Article: As a geneticist, I will not mourn 23andMe and its jumble of useless health information

Sly Saint

Senior Member (Voting Rights)
23andMe provided information purporting to be about your personal health and ancestry. All you had to do was spit in a tube and give them some money, and in return you’d get a very glossy map of your genetic genealogy, and some info on the probability that you like the taste of coriander, or your skin flushes when you’re drunk, or whether you have sticky or wet earwax, or your eye colour – things you might have already known, if you have ever looked in a mirror, or stuck your finger in your ear. If you look carefully, they did give solid info on the science underlying the results, but who reads the small print?
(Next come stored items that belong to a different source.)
PR #1622, opened 2024-07-15
refactor: improve logic of  `render_preliminary_assets` and add more comments

hyf0:

### DIFF
--- a/crates/rolldown/src/ecmascript/ecma_generator.rs
+++ b/crates/rolldown/src/ecmascript/ecma_generator.rs
@@ -53,17 +53,23 @@ impl Generator for EcmaGenerator {
           .into_iter()
           .peekable();
 
-        let maybe_runtime_module = rendered_iter.peek();
-
-        match maybe_runtime_module {
-          Some((id, _, _))
-            if *id == ctx.link_output.runtime.id()
-              && matches!(ctx.options.format, OutputFormat::Cjs) =>
-          {
-            let maybe_runtime_module = rendered_iter.next();
-            if let Some((_, _module_resource_id, Some(emitted_sources))) = maybe_runtime_module {
-              for source in emitted_sources {
-                concat_source.add_source(source);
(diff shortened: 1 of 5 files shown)


hyf0:
* **#1624** <a href="https://app.graphite.dev/github/pr/rolldown/rolldown/1624?utm_source=stack-comment-icon" target="_blank">Graphite</a>
* **#1622** <a href="https://app.graphite.dev/github/pr/rolldown/rolldown/1622?utm_source=stack-comment-icon" target="_blank">Graphite</a> 👈
* `main`

<h2></h2>

hyf0:
@underfin The panic is caused here.

https://github.com/rolldown/rolldown/blob/24078fb0d2e060d5c51f6c5d82b569139d886320/crates/rolldown/src/utils/chunk/render_chunk_imports.rs#L107-L161

Need to think of way to handle external modules in iife format.

underfin:
@hyf0  It panic because here has imports, if here remove panic, the user will meet a problem at executing it, because it will have unresolved symbols from imports. I would like panic way, the explicit error would be better than implicit error.

hyf0:
> @hyf0 It panic because here has imports, if here remove panic, the user will meet a problem at executing it, because it will have unresolved symbols from imports. I would like panic way, the explicit error would be better than implicit error.

> the explicit error would be better than implicit error.

Panic with error message "App format doesn't need to generate imports" is not better at all.

The ideal way is first fixing the panic problem and then fix https://github.com/rolldown/rolldown/issues/1623.

underfin:
Yeah. I get it. The vue package panic already fixed at https://github.com/oxc-project/oxc/pull/4268. The external module symbol not removed by dec. We could using better way to resolve it.

hyf0:
I'm gonna merge this PR because it is not negative and not only a solution on panic of iife format but also a improvement on `render_preliminary_assets` function.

Your DNA is your most private data. The billions of letters of genetic code in your cells are unique to you, and always will be, in the whole history and future of humankind, even if you are an identical twin. It contains the history of your family, of our species, and of life on Earth. It harbours the most personal conceivable information about your family, your life and health. And that is what 23andMe wanted.
The company has just filed for bankruptcy, and this does not sadden me. It didn’t invent direct-to-consumer genomics, but it made big data big business. The genius of its business model was not simply to get you to volunteer this personal data to a private company, but to persuade you to actually pay to give it to them. It then commercialised your DNA by selling it on to pharmaceutical companies, which would use it to develop drugs, ultimately for profit. It was the type of racket that a mob boss might look on and say: “And this is legal?” There was always an opportunity to opt out, but most people did not, because who reads the small print? And what did you get in exchange? A scientific trinket.

As a geneticist, I will not mourn 23andMe and its jumble of useless health information
 
Important to know that a lot of people are advising anyone with 23andme data to log in and get it deleted, for fear of where it might end up. The BBC reported that some users were having problems (possibly due to high traffic on the site), so I went onto the site at 7am when I thought it would be quieter and got through the process with no problem. (Just do a websearch on 'how to delete 23andme data' to find out how to do it.)
 
IIRC, the same happened to Ancestry.com. Some hedge fund bought the company and who knows what they did with the data.

I had a full genome done through Nebula, gift from my ex who tried to help me for a while but gave up so no use for it anymore, and I had it deleted in full as well. It'll be cheaper as time goes on anyway, so if there's a real need for it it's not an issue. Nothing is lost.
 
It'll be cheaper as time goes on anyway, so if there's a real need for it it's not an issue. Nothing is lost.
The tech they are going to use for SequenceME starts at ~$800 for whole genome sequencing and takes 72 hrs.

Which is mindblowing when you consider that The Human Genome project took 13 years (1990-2003) for 92 % and cost $2.7 billions.